In 2002, Baranes was finally granted a retrial, which ended with the state retracting the murder charge it had filed against him. The 2002 acquittal was the first of its kind in Israel.
“All I can say is that the court accepted my version of the story and understood the depth of the scars that I have for the rest of my life,” Baranes said Thursday.
“For 30 years I was in the garbage of Israel. I wasn’t a citizen, I was a war criminal. My words weren’t heard. Today, they were heard clearly.”
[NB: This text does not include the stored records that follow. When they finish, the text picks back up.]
PR #889, opened 2022-02-11
[NMA-1021] (CrowdNode) Creating account

Syn-McJ:
For the CrowdNode integration, we need functionality for creating an account.

- For sending transactions, I have adapted [SendCoinsTask](https://github.com/dashevo/dash-wallet/blob/master/wallet/src/de/schildbach/wallet/ui/send/SendCoinsTask.kt) which wasn't used.
- For receiving transactions, I have created a mechanism for observing transactions that match a certain filter.

## How Has This Been Tested?

- [ ] QA (Mobile Team)

## Checklist:


common/src/main/java/org/dash/wallet/common/services/SecurityModel.kt
```diff
@@ -0,0 +1,24 @@
...
+ * You should have received a copy of the GNU General Public License
+ * along with this program.  If not, see <http://www.gnu.org/licenses/>.
+ */
+
+package org.dash.wallet.common.services
+
+import androidx.fragment.app.FragmentActivity
+
+interface SecurityModel {
+    suspend fun requestPinCode(activity: FragmentActivity): String?
```
Syn-McJ, line 23: `CheckPinDialog` is a bit heavy on wallet dependencies, so I inject this functionality with DI instead.

wallet/src/de/schildbach/wallet/ui/VerifySeedActivity.kt
```diff
@@ -152,8 +153,13 @@ class VerifySeedActivity : InteractionAwareActivity(), VerifySeedActions {
         goingBack = false
     }
 
-    private fun goHome() {
-        startActivity(Intent(this, WalletActivity::class.java))
+    private fun goBack() {
+        val navigateToHome = intent.getBooleanExtra(NAVIGATE_TO_HOME, true)
```
Syn-McJ, line 157: We don't want to navigate to Home from the CrowdNode entry point.

wallet/src/de/schildbach/wallet/ui/notifications/NotificationManagerWrapper.kt
```diff
@@ -0,0 +1,59 @@
...
+import android.content.Intent
+import androidx.core.app.NotificationCompat
+import androidx.core.app.TaskStackBuilder
+import dagger.hilt.android.qualifiers.ApplicationContext
+import de.schildbach.wallet.Constants
+import de.schildbach.wallet_test.R
+import org.dash.wallet.common.services.NotificationService
+import javax.inject.Inject
+
+class NotificationManagerWrapper @Inject constructor(
```
Syn-McJ, line 32: `NotificationManager` can be injected directly, but if we ever decide to use some in-app notification mechanism instead of system notifications, this will allow making changes easily.

common/src/main/java/org/dash/wallet/common/transactions/ByAddressCoinSelector.kt
```diff
@@ -0,0 +1,43 @@
...
+
+    override fun select(
+        target: Coin,
+        candidates: MutableList<TransactionOutput>
+    ): CoinSelection {
+        val filtered = candidates.filter { output ->
+            val script = output.scriptPubKey
+            (ScriptPattern.isP2PKH(script) || ScriptPattern.isP2SH(script)) &&
+                    script.getToAddress(address.parameters) == address
+        }
```
HashEngineering, line 39: For now all addresses in the wallet that are spendable are P2PKH (Pay to Public Key Hash).  It's possible that at a later point in time, we would support P2SH (which is Pay to Script Hash) -- one such application would be a multisig wallet where multiple parties would be signing the transaction.  That is a long way off, though, if ever.  For now we can still check `isP2SH` as it will be future proof.

common/src/main/java/org/dash/wallet/common/transactions/CoinsFromAddressTxFilter.kt
```diff
@@ -0,0 +1,55 @@
...
+): TransactionFilter {
+    var toAddress: Address? = null
+        private set
+
+    override fun matches(tx: Transaction): Boolean {
+        val actualValue = if (includeFee && tx.fee != null) coins - tx.fee else coins
+        val networkParameters = fromAddress.parameters
+
+        for (input in tx.inputs) {
+            input.outpoint.connectedOutput?.let { connectedOutput ->
```
HashEngineering, line 38: This will only find coins that from an address regarding sent transactions.

Received transactions will have `connectedOutput = null` unless it was an internal transaction (sent from and to our wallet).  That is probably fine considering how this is used.

common/src/main/java/org/dash/wallet/common/transactions/CoinsFromAddressTxFilter.kt
```diff
@@ -0,0 +1,55 @@
...
+                val script = connectedOutput.scriptPubKey
+
+                if ((ScriptPattern.isP2PKH(script) || ScriptPattern.isP2SH(script)) &&
+                    script.getToAddress(networkParameters) == fromAddress
+                ) {
+                    val output = tx.outputs.firstOrNull { it.value == actualValue }
```
HashEngineering, line 44: one thing I am curious about here is if two outputs had the same value in Coin.  One of them is the one you are searching for, the other is for change.  I haven't yet looked at how these filters are used.

common/src/main/java/org/dash/wallet/common/transactions/LockedTransaction.kt
```diff
@@ -0,0 +1,28 @@
...
+
+import org.bitcoinj.core.Sha256Hash
+import org.bitcoinj.core.Transaction
+import org.dash.wallet.common.transactions.TransactionFilter
+
+class LockedTransaction(private val topUpTxId: Sha256Hash): TransactionFilter {
+    override fun matches(tx: Transaction): Boolean {
+        return tx.txId == topUpTxId && tx.confidence.isTransactionLocked
+    }
+}
```
HashEngineering, line 28: Locked means that the transaction was locked by InstantSend.

That means a separate message was received by the network that has to be verified.  There is a small chance that this message is not received, or that the message is not verified.  I need to see how this is used later.

common/src/main/res/values-ca/strings.xml
```diff
@@ -0,0 +1,19 @@
...
+  ~ but WITHOUT ANY WARRANTY; without even the implied warranty of
+  ~ MERCHANTABILITY or FITNESS FOR A PARTICULAR PURPOSE.  See the
+  ~ GNU General Public License for more details.
+  ~
+  ~ You should have received a copy of the GNU General Public License
+  ~ along with this program.  If not, see <http://www.gnu.org/licenses/>.
+  -->
+<resources>
+    <string name="button_retry">Re-intenta</string>
+</resources>
```
HashEngineering, line 19: I am curious where these translations came from.  `ca` is a language we have nothing for in `common` currently.

integrations/crowdnode/src/main/java/org/dash/wallet/integrations/crowdnode/api/CrowdNodeApi.kt
```diff
@@ -0,0 +1,209 @@
...
+            if (showNotificationOnResult) {
+                notificationService.showNotification(
+                    "crowdnode_ready",
+                    appContext.getString(R.string.crowdnode_account_ready),
+                    notificationIntent
+                )
+            }
+        } catch (ex: Exception) {
+            log.info("CrowdNode error: $ex")
+            analyticsService.logError(ex, "status: ${signUpStatus.value}")
```
HashEngineering, line 117: Excellent

common/src/main/java/org/dash/wallet/common/transactions/LockedTransaction.kt
HashEngineering: In the event that InstantSend is not working, then we may want to broaden the definition of lock as is done in other parts of the app (seen by other peers && confidence is BUILDING)

integrations/crowdnode/src/main/java/org/dash/wallet/integrations/crowdnode/ui/CrowdNodeViewModel.kt
```diff
@@ -17,13 +17,127 @@
...
+            config.crowdNodeAccountAddress = existingAddress.toBase58()
+            return existingAddress
+        }
+
+        val savedAddress = config.crowdNodeAccountAddress
+
+        return if (savedAddress.isNullOrEmpty()) {
+            return createNewAccountAddress()
+        } else {
+            Address.fromString(Context.get().params, savedAddress)
```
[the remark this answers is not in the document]
HashEngineering: We probably should.  `Context.get()` will fail with an exception if called on a thread where `Context.propagate()` has not been called.  Since this is called in a ViewModel, then its probably called in a user thread, which is fine.

if in the future we want to support multiple networks in the same app, then `Context.get().params` may return the wrong network.  So its better that we use the network of the wallet.

common/src/main/res/values-ca/strings.xml
HashEngineering: Nevermind, these strings were moved to `common` from other places.

In Transifex, when we push the update via the source (removing text from one file, adding it to another in english), then in the translations the "new" text in `common` will be auto translated from what was in "memory" from before.

wallet/src/de/schildbach/wallet/payments/SendCoinsTaskRunner.kt
```diff
@@ -0,0 +1,133 @@
...
+                // Re-encrypt wallet with new key.
+                try {
+                    wallet.changeEncryptionKey(newKeyCrypter, key, newKey)
+                    key = newKey
+                    log.info("scrypt upgrade succeeded")
+                } catch (x: KeyCrypterException) {
+                    log.info("scrypt upgrade failed: {}", x.message)
+                }
+            }
+        }
```
HashEngineering, line 128: I was wondering why this was here, but it does come from `DeriveKeyTask`

In the parent app, Bitcoin Wallet, the number of scrypt hash function iterations has increased over time.  For Krip Phones, the number of iterations is set to a smaller number than normal.  If we ever increase that number in a future version or if a user takes a backup file made from Krip Phone or a previous version with a lower number of iterations, then this code would change the key that encrypts the wallet.

wallet/src/de/schildbach/wallet/transactions/WalletTransactionObserver.kt
```diff
@@ -0,0 +1,89 @@
...
+import org.bitcoinj.core.Context
+import org.bitcoinj.core.Transaction
+import org.bitcoinj.utils.Threading
+import org.bitcoinj.wallet.Wallet
+import org.dash.wallet.common.transactions.TransactionFilter
+
+@ExperimentalCoroutinesApi
+class WalletTransactionObserver(private val wallet: Wallet) {
+    fun observe(vararg filters: TransactionFilter): Flow<Transaction> = callbackFlow {
+        Context.propagate(Context(Constants.NETWORK_PARAMETERS)) // TODO: check (and in balance obs)
```
HashEngineering, line 36: wallet has `getContext()` also.

common/src/main/java/org/dash/wallet/common/transactions/CoinsFromAddressTxFilter.kt
HashEngineering: After looking at `toAddress`, I see that it is not checked or used. 

With this method, when a transaction is received (the response), we are checking its inputs to see if it matches one we sent (the request).  My other concern is what if the response does not use the request as the input.

In both cases here, there is a rule being used that might work 99.9999% of the time.

Syn-McJ: I see your point. I suppose this filter does what it describes it does, but if we're deriving from it, we should consider if we want `toAddress` to match our own or not. So the actual changes might be better added to the `CrowdNodeAcceptTermsResponse` and `CrowdNodeWelcomeToApiResponse` filters.

wallet/src/de/schildbach/wallet/service/BlockchainServiceImpl.java
```diff
@@ -212,15 +218,12 @@ public void onCoinsReceived(final Wallet wallet, final Transaction tx, final Coi
...
-                    final boolean isReplayedTx = confidenceType == ConfidenceType.BUILDING && (replaying || isRestoringBackup);
+            handler.post(() -> {
+                final boolean isReceived = amount.signum() > 0;
+                final boolean isReplayedTx = confidenceType == ConfidenceType.BUILDING && (replaying || isRestoringBackup);
 
-                    if (isReceived && !isReplayedTx)
-                        notifyCoinsReceived(address, amount, tx.getExchangeRate());
-                }
+                if (isReceived && !isReplayedTx && ignoreCrowdNodeFilter.matches(tx))
+                    notifyCoinsReceived(address, amount, tx.getExchangeRate());
```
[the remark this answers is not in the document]
Syn-McJ: Yes, we can make a more specific filter for the notifications to allow "coins received" in some cases. Or, we might decide to show a specific notification for crowdnode withdrawals.

HashEngineering (approved):
Excellent work.

HashEngineering (approved):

Baranes’ story has fascinated Israelis for decades and was the subject of the 2005 docu-drama Murder for Life. The film covered the murder and the decadeslong legal battle waged by Baranes to clear his name. The movie claims that Baranes’ conviction was the result of conspiracy on the part of police and prosecutors to find a scapegoat for the murder, largely due to public pressure to solve the case.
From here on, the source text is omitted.